Anthropic has introduced Claude Code Security, the company’s first product aimed at using AI models to help security teams keep up with the flood of software bugs they’re responsible for fixing. For large companies, unpatched software bugs are a leading cause of data breaches, outages, and regulatory headaches—while security teams are often overwhelmed by how much code they have to protect.
Now, instead of just scanning code for known problem patterns, Claude Code for Security can review entire codebases, more like a human expert would—looking at how different pieces of software interact and how data moves through a system. The AI double-checks its own findings, rates how severe each issue is, and suggests fixes. But while the system can investigate code on its own, it does not apply fixes automatically, which could be dangerous in its own right—developers must review and approve every change.
Claude Code Security builds on over a year of research by the company’s Frontier Red Team, an internal group of about 15 researchers tasked with stress-testing the company’s most advanced AI systems and probing how they might be misused in areas such as cybersecurity.
The Frontier Red Team’s most recent research found that Anthropic’s new Opus 4.6 model has significantly improved at finding new, high-severity vulnerabilities—software flaws that allow attackers to break into systems without permission, steal sensitive data, or disrupt critical services—across vast amounts of code.
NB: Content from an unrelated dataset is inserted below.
PR #2003, opened 2022-07-24
Prevent failing to load all configs when one fails

rwols:
Some users may accidentally have `"lsp_format_on_save": true` in their .sublime-project like this:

In fact, in testing open source software that runs across enterprise systems and in critical infrastructure, Opus 4.6 found some of these vulnerabilities that had gone undetected for decades, and was able to do so without task-specific tooling, custom scaffolding, or specialized prompting.
Frontier Red Team leader Logan Graham told Fortune that Claude Code Security is meant to put this power in the hands of security teams that need to boost their defensive capabilities. The tool is being released cautiously as a limited research preview for its Enterprise and Team customers. Anthropic is also giving free expedited access to maintainers of open-source repositories—the often under-resourced developers responsible for keeping widely used public software running safely.
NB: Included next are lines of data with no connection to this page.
PR #2006, opened 2022-07-27
Tweaks for signature help popup

jwortmann:
- Add contextSupport (see https://microsoft.github.io/language-server-protocol/specifications/lsp/3.17/specification/#signatureHelpContext). For now, "triggerKind" will always be SignatureHelpTriggerKind.Invoked in case of invoking via key binding, or otherwise SignatureHelpTriggerKind.TriggerCharacter. Maybe some more logic could be added in the future, to determine if the last pressed key was e.g. <kbd>Backspace</kbd>, for the third possible option of SignatureHelpTriggerKind.
- Add support for `activeParameter` property on `SignatureInformation` (since LSP 3.16 - see https://microsoft.github.io/language-server-protocol/specifications/lsp/3.17/specification/#signatureInformation)
- Allow color schemes to adjust color of currently highlighted parameter
- Small tweaks regarding code style

Also I believe ST has a bug with the `sublime.HIDE_ON_MOUSE_MOVE_AWAY` flag for popups, which would randomly hide the popup even when the cursor isn't moved (but only if the window is relatively small [sic!] :D - it doesn't happen for me in fullscreen or with a big window). This bug seems to happen more often on this branch, and I think HIDE_ON_MOUSE_MOVE_AWAY isn't useful anyway for the signature help popup, so I removed it.

### DIFF
--- a/plugin/core/sessions.py
+++ b/plugin/core/sessions.py
@@ -254,9 +254,9 @@ def get_initialize_params(variables: Dict[str, str], workspace_folders: List[Wor
         },
         "signatureHelp": {
             "dynamicRegistration": True,
-            "activeParameterSupport": True,
             "contextSupport": True,
             "signatureInformation": {
+                "activeParameterSupport": True,
                 "documentationFormat": ["markdown", "plaintext"],
                 "parameterInformation": {
                     "labelOffsetSupport": True
--- a/plugin/core/sessions.py
+++ b/plugin/core/sessions.py
@@ -258,8 +258,10 @@ def get_initialize_params(variables: Dict[str, str], workspace_folders: List[Wor
                 "documentationFormat": ["markdown", "plaintext"],
                 "parameterInformation": {
                     "labelOffsetSupport": True
-                }
-            }
+                },
+                "activeParameterSupport": True
+            },
+            "contextSupport": True
         },
         "references": {
             "dynamicRegistration": True
--- a/plugin/core/sessions.py
+++ b/plugin/core/sessions.py
@@ -254,14 +254,14 @@ def get_initialize_params(variables: Dict[str, str], workspace_folders: List[Wor
         },
         "signatureHelp": {
             "dynamicRegistration": True,
+            "activeParameterSupport": True,
+            "contextSupport": True,
             "signatureInformation": {
                 "documentationFormat": ["markdown", "plaintext"],
                 "parameterInformation": {
                     "labelOffsetSupport": True
-                },
-                "activeParameterSupport": True
-            },
-            "contextSupport": True
+                }
+            }
         },
         "references": {
             "dynamicRegistration": True
--- a/plugin/core/signature_help.py
+++ b/plugin/core/signature_help.py
@@ -87,9 +87,6 @@ class SigHelp:
         new_index = self._active_signature_index + (1 if forward else -1)
         self._active_signature_index = max(0, min(new_index, len(self._signatures) - 1))
 
-    def active_signature(self) -> SignatureInformation:
-        return self._signatures[self._active_signature_index]
-
     def _render_intro(self) -> str:
         fmt = '<p><div style="font-size: 0.9rem"><b>{}</b> of <b>{}</b> overloads ' + \
               "(use ↑ ↓ to navigate, press Esc to hide):</div></p>"
--- a/plugin/core/signature_help.py
+++ b/plugin/core/signature_help.py
@@ -44,8 +44,8 @@ class SigHelp:
         self._state = state
         self._language_map = language_map
         self._signatures = self._state["signatures"]
-        self._active_signature_index = self._state.get("activeSignature", 0)
-        self._active_parameter_index = self._state.get("activeParameter", 0)
+        self._active_signature_index = self._state.get("activeSignature") or 0
+        self._active_parameter_index = self._state.get("activeParameter") or 0
 
     @classmethod
     def from_lsp(
--- a/plugin/core/signature_help.py
+++ b/plugin/core/signature_help.py
@@ -1,6 +1,5 @@
 from .logging import debug
 from .protocol import SignatureHelp
-from .protocol import SignatureHelpContext
 from .protocol import SignatureInformation
 from .registry import LspTextCommand
 from .typing import Optional, List
@@ -45,8 +44,8 @@ class SigHelp:
         self._state = state
         self._language_map = language_map
         self._signatures = self._state["signatures"]
-        self._active_signature_index = self._state.get("activeSignature") or 0
-        self._active_parameter_index = self._state.get("activeParameter") or 0
+        self._active_signature_index = self._state.get("activeSignature", 0)
+        self._active_parameter_index = self._state.get("activeParameter", 0)
 
     @classmethod
     def from_lsp(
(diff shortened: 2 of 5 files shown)


plugin/core/sessions.py
```diff
@@ -258,8 +258,10 @@ def get_initialize_params(variables: Dict[str, str], workspace_folders: List[Wor
                 "documentationFormat": ["markdown", "plaintext"],
                 "parameterInformation": {
                     "labelOffsetSupport": True
-                }
-            }
+                },
+                "activeParameterSupport": True
+            },
+            "contextSupport": True
```
rchl, line 264: alphabetically would be nice

plugin/core/signature_help.py
```diff
@@ -99,15 +90,13 @@ def select_signature(self, forward: bool) -> None:
     def active_signature(self) -> SignatureInformation:
```
rchl, line 90: Looks like this one is (and was) unused.

rchl (approved):

rchl:
on related note: I've been thinking a bit on how the signature help could be improved so it doesn't disappear all the time but it seems like there are some issues with the popup that would make it a bit more difficult https://github.com/sublimehq/sublime_text/issues/5518

plugin/core/sessions.py
```diff
@@ -254,14 +254,14 @@ def get_initialize_params(variables: Dict[str, str], workspace_folders: List[Wor
         },
         "signatureHelp": {
             "dynamicRegistration": True,
+            "activeParameterSupport": True,
```
rchl, line 257: It's not in the correct object now (also not sorted :)).

jwortmann: Oops. BTW they are not sorted strictly alphabetically in the other capabilities too. DynamicRegistration seems to be the first entry usually, even if there is another key starting with lower alphabetical letters. Initially I used the order how it is defined in the specs.

rchl: Such arbitrary logic just creates confusion and unnecessary review noise like here IMO. But it's not worth spending more time on it :)

jwortmann: I mean you was it who suggested to order alphabetically rather than follow the order from the specs ;)

rchl: Yeah. And i wished it would be like that but it's not because the dynamic one is arbitrary :)
It's not your fault though 😉

jwortmann:
> on related note: I've been thinking a bit on how the signature help could be improved so it doesn't disappear all the time but it seems like there are some issues with the popup that would make it a bit more difficult [sublimehq/sublime_text#5518](https://github.com/sublimehq/sublime_text/issues/5518)

Would it make sense to also request signature help if the cursor position is in the `meta.function-call.arguments` scope? See also https://github.com/sublimelsp/LSP/pull/163#issuecomment-335554103. It would depend on the syntax of course, but this scope is used in various of the default syntaxes (Python, Java, Lua, ...). ST still prevents the popup when typing special characters like `"` though, which leads to some kind of flickering, but it would stay open on alphanumeric characters at least.

signature_help

```diff
diff --git a/plugin/documents.py b/plugin/documents.py
index 97a16cb..c8312ce 100644
--- a/plugin/documents.py
+++ b/plugin/documents.py
@@ -485,6 +485,22 @@ class DocumentSyncListener(sublime_plugin.ViewEventListener, AbstractViewListene
             language_map = session.markdown_language_id_to_st_syntax_map()
             request = Request.signatureHelp(params, self.view)
             session.send_request_async(request, lambda resp: self._on_signature_help(resp, pos, language_map))
+        elif self.view.match_selector(pos, "meta.function-call.arguments"):
+            self.purge_changes_async()
+            position_params = text_document_position_params(self.view, pos)
+            context_params = {}  # type: SignatureHelpContext
+            context_params["triggerKind"] = SignatureHelpTriggerKind.ContentChange
+            context_params["isRetrigger"] = self._sighelp is not None
+            if self._sighelp:
+                context_params["activeSignatureHelp"] = self._sighelp.active_signature_help()
+            params = {
+                "textDocument": position_params["textDocument"],
+                "position": position_params["position"],
+                "context": context_params
+            }
+            language_map = session.markdown_language_id_to_st_syntax_map()
+            request = Request.signatureHelp(params, self.view)
+            session.send_request_async(request, lambda resp: self._on_signature_help(resp, pos, language_map))
         else:
             # TODO: Refactor popup usage to a common class. We now have sigHelp, completionDocs, hover, and diags
             # all using a popup. Most of these systems assume they have exclusive access to a popup, while in
```

rchl:
I've tried this with JS first and it doesn't actually use `meta.function-call.arguments`.

And while your solution is something to consider, it would still be preferred to have the reported issues fixed as it would have the benefits of:
 - less flickering
 - respect the user choice of canceling the signature help (at least until next trigger character)

jwortmann:
I had a better idea. We just don't force to close the signature help while the user is typing in that scope. See https://github.com/sublimelsp/LSP/pull/2006/commits/9f096439e5b973a6b397c8bc63df89ef834d9749. Now you can still dismiss the popup with <kbd>Esc</kbd> and it will stay closed until the next trigger character.

> I've tried this with JS first and it doesn't actually use `meta.function-call.arguments`.

Could be an incentive to improve the JS syntax with this scope ;)

rchl:
> I had a better idea. We just don't force to close the signature help while the user is typing in that scope. See [9f09643](https://github.com/sublimelsp/LSP/commit/9f096439e5b973a6b397c8bc63df89ef834d9749). Now you can still dismiss the popup with Esc and it will stay closed until the next trigger character.

I suppose that this could prove problematic when the ST issue gets fixed as then the popup wouldn't close on moving the selection but since we don't make a request, the state could get outdated.

But since it closes on moving selection now, in theory we could keep it for now.

jwortmann:
> I suppose that this could prove problematic when the ST issue gets fixed as then the popup wouldn't close on moving the selection but since we don't make a request, the state could get outdated.

I believe ST automatically closes the popup anyway when you change the cursor position with the arrow keys or via mouse click, unless the [KEEP_ON_SELECTION_MODIFIED](https://www.sublimetext.com/docs/api_reference.html#sublime.PopupFlags.KEEP_ON_SELECTION_MODIFIED) flag is used (which we do not). So it should be a non-issue and independant of the status of the linked ST issue.

I've tested it quickly, and it seems to work quite well so far and in my opinion is an improvement to the former behavior.

jwortmann:
By the way. while looking through the code I saw that LSP also closes popups whenever a command containing "delete" in its name is invoked:
https://github.com/sublimelsp/LSP/blob/2ac87a73b3a4d95c74d10c39caca4d5820d31e0c/plugin/documents.py#L437-L439

This means that for example we close the popup when pressing <kbd>Backspace</kbd> ("left_delete" command). Is that on purpose?

And in general I think this is a bad practice using `'delete' in command_name`, because it also could affect third-party plugins in an unintended way. I haven't checked the behavior for the sighelp popup if we wouldn't hide the popup in this case, but I think we should at least restrict the commands to only the known command names where closing the popup would be intended.

And I think the comment is simple wrong, because ST automatically closes the popups on ESC and arrow keys (see my last comment - and also tested and confirmed in safe-mode).

plugin/core/signature_help.py
```diff
@@ -66,26 +65,18 @@ def render(self, view: sublime.View) -> str:
...
-        if intro:
-            formatted.append(intro)
+        if self.has_multiple_signatures():
+            formatted.append(self._render_intro())
         formatted.extend(self._render_label(view, signature))
         formatted.extend(self._render_docs(view, signature))
         return "".join(formatted)
 
-    def context(self, trigger_kind: int, trigger_character: str, is_retrigger: bool) -> SignatureHelpContext:
+    def active_signature_help(self) -> SignatureHelp:
```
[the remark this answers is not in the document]
jwortmann: I named it after the "activeSignatureHelp" key of SignatureHelpContext, and the only purpose of this function right now is to retrieve this value in preparation of a new request. While it is true that it will update `self._state` (just because it is simpler this way than to create a whole new SignatureHelp object for the output value of this function), the state isn't used anymore and discarded as soon as the new response arrives. In general I'm not very picky in regard of naming and could adjust it if you want, but I don't think it would be very useful because this function isn't used elsewhere.

predragnikolic (approved):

“This is the next step as a company committed to powering the defense of cybersecurity,” he said. “We are now using [Opus 4.6] meaningfully ourselves, we have been doing lots of experimentation—the models are meaningfully better.” That is particularly true in terms of autonomy, he added, pointing out that Opus 4.6’s agentic capabilities mean it can investigate security flaws and use various tools to test code. In practice, that means the AI can explore a codebase step by step, test how different components behave, and follow leads much like a junior security researcher would—only much faster.
“That makes a really big difference for security engineers and researchers,” Graham said. “It’s going to be a force multiplier for security teams. It’s going to allow them to do more.”
Of course, it’s not just defenders that look for security flaws—attackers are also using AI to find exploitable weaknesses faster than ever, Graham said, so it’s important to make sure that improvements favor the good guys. So in addition to the research preview, he said Anthropic is investing in safeguards to detect malicious use and when attackers might be using the system.
“It’s really important to make sure that what is a dual-use capability gives defenders a leg up,” he said.